(Saved data entries)
PR #4942, opened 2026-07-06
Fix AI assistant crash when the AI server errors mid-stream

### LINKED ISSUE #4941: AI assistant error handler crashes on non-2xx streaming responses
## What's broken

The AI assistant error handler crashes when an Apollo **streaming** request returns a non-success HTTP status. `handle_error_response/2` in `Lightning.AiAssistant` was written for the non-streaming path, where the Tesla response body is a decoded JSON map, and it reads `body["message"]` directly. On the streaming endpoints the body is always a lazy `Stream` (the streaming client is configured with `adapter: [response: :stream]`), so doing map access on it raises:

```
** (FunctionClauseError) no function clause matching in Access.get/3
    (elixir) lib/access.ex: Access.get/3
    (lightning) Lightning.AiAssistant.handle_error_response/2
    (lightning) Lightning.AiAssistant.MessageProcessor.process_message/1
```

The crash replaces the real Apollo error (whatever non-2xx it returned) with an unhandled exception, so the background job is discarded and the underlying cause is masked.

## How it surfaces

The streaming query functions (`job_chat_stream`, `query_workflow_stream`, `query_global_stream`) match a 2xx response and stream it; anything else falls through to `handle_error_response/2`:

```elixir
case ApolloClient.job_chat_stream(...) do
  {:ok, %Tesla.Env{status: status, body: body}} when status in 200..299 ->
    process_stream(session, body, ...)

  error ->
    handle_error_response(error, session)   # body here is still a Stream on non-2xx
end
```

The first clause of `handle_error_response/2` matches any non-success `Tesla.Env` and calls `body["message"]`, which only works when `body` is a map. For streaming responses it is a `Stream.unfold/2` function, so `Access.get/3` blows up.

Observed in production as a discarded `Lightning.AiAssistant.MessageProcessor` job in the `ai_assistant` queue (lightning 2.16.6). Low frequency, since it requires Apollo to return a non-2xx specifically on a streaming call.

## What to fix

Make `handle_error_response/2` tolerate a non-map (streaming) body instead of assuming `body["message"]` is safe. Options: guard the non-success `Tesla.Env` clause with `is_map(body)`, and/or add a clause for streaming bodies that returns a generic error message without draining or map-accessing the stream. Either way a non-2xx streaming response should return a clean `{:error, message}` and log the real status, not raise.

Regression coverage should include a non-2xx streaming response reaching `handle_error_response/2`.

elias-ba:
## Description

The AI assistant talks to the Apollo AI server over a streaming connection. When that server replied with an error status, the code that handles errors assumed it was dealing with an ordinary JSON response and tried to read a field off it. Over a streaming connection the response body isn't a plain object, so this crashed, the background job was discarded, and the real error was hidden from the user.

This fixes the error handler so an error response over a streaming connection now returns a clean error message instead of crashing. The failing HTTP status is also included in the log so the underlying cause is easier to trace.

Closes #4941

## Validation steps

1. With the AI assistant enabled, open the assistant on a job (or the workflow chat) in a project you can edit.
2. Put the AI server into a failing state so a request comes back unsuccessful, for example point the Apollo endpoint at an unreachable or misconfigured URL.
3. Send a message to the assistant.
4. Confirm the assistant shows a clean error message and the chat stays usable: the message should not hang on a loading state and the editor session should not drop. Before this fix, an error returned mid-stream crashed the handler and the message silently failed.

## AI Usage

want to know!):

- [x] I have used Claude Code
- [ ] I have not used AI

## Pre-submission checklist


midigofrank (approved):
Nicely done

elias-ba:
Closing this. The fix is already on main by another route: the non-success branch guards the body shape before reading a message off it, so the crash this was written for can no longer happen. This sat approved since July and got overtaken.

### What is being asked
The lines above should be duplicated exactly.

### Worked solution
PR #4942, opened 2026-07-06
Fix AI assistant crash when the AI server errors mid-stream

### LINKED ISSUE #4941: AI assistant error handler crashes on non-2xx streaming responses
## What's broken

The AI assistant error handler crashes when an Apollo **streaming** request returns a non-success HTTP status. `handle_error_response/2` in `Lightning.AiAssistant` was written for the non-streaming path, where the Tesla response body is a decoded JSON map, and it reads `body["message"]` directly. On the streaming endpoints the body is always a lazy `Stream` (the streaming client is configured with `adapter: [response: :stream]`), so doing map access on it raises:

```
** (FunctionClauseError) no function clause matching in Access.get/3
    (elixir) lib/access.ex: Access.get/3
    (lightning) Lightning.AiAssistant.handle_error_response/2
    (lightning) Lightning.AiAssistant.MessageProcessor.process_message/1
```

The crash replaces the real Apollo error (whatever non-2xx it returned) with an unhandled exception, so the background job is discarded and the underlying cause is masked.

## How it surfaces

The streaming query functions (`job_chat_stream`, `query_workflow_stream`, `query_global_stream`) match a 2xx response and stream it; anything else falls through to `handle_error_response/2`:

```elixir
case ApolloClient.job_chat_stream(...) do
  {:ok, %Tesla.Env{status: status, body: body}} when status in 200..299 ->
    process_stream(session, body, ...)

  error ->
    handle_error_response(error, session)   # body here is still a Stream on non-2xx
end
```

The first clause of `handle_error_response/2` matches any non-success `Tesla.Env` and calls `body["message"]`, which only works when `body` is a map. For streaming responses it is a `Stream.unfold/2` function, so `Access.get/3` blows up.

Observed in production as a discarded `Lightning.AiAssistant.MessageProcessor` job in the `ai_assistant` queue (lightning 2.16.6). Low frequency, since it requires Apollo to return a non-2xx specifically on a streaming call.

## What to fix

Make `handle_error_response/2` tolerate a non-map (streaming) body instead of assuming `body["message"]` is safe. Options: guard the non-success `Tesla.Env` clause with `is_map(body)`, and/or add a clause for streaming bodies that returns a generic error message without draining or map-accessing the stream. Either way a non-2xx streaming response should return a clean `{:error, message}` and log the real status, not raise.

Regression coverage should include a non-2xx streaming response reaching `handle_error_response/2`.

elias-ba:
## Description

The AI assistant talks to the Apollo AI server over a streaming connection. When that server replied with an error status, the code that handles errors assumed it was dealing with an ordinary JSON response and tried to read a field off it. Over a streaming connection the response body isn't a plain object, so this crashed, the background job was discarded, and the real error was hidden from the user.

This fixes the error handler so an error response over a streaming connection now returns a clean error message instead of crashing. The failing HTTP status is also included in the log so the underlying cause is easier to trace.

Closes #4941

## Validation steps

1. With the AI assistant enabled, open the assistant on a job (or the workflow chat) in a project you can edit.
2. Put the AI server into a failing state so a request comes back unsuccessful, for example point the Apollo endpoint at an unreachable or misconfigured URL.
3. Send a message to the assistant.
4. Confirm the assistant shows a clean error message and the chat stays usable: the message should not hang on a loading state and the editor session should not drop. Before this fix, an error returned mid-stream crashed the handler and the message silently failed.

## AI Usage

want to know!):

- [x] I have used Claude Code
- [ ] I have not used AI

## Pre-submission checklist


midigofrank (approved):
Nicely done

elias-ba:
Closing this. The fix is already on main by another route: the non-success branch guards the body shape before reading a message off it, so the crash this was written for can no longer happen. This sat approved since July and got overtaken.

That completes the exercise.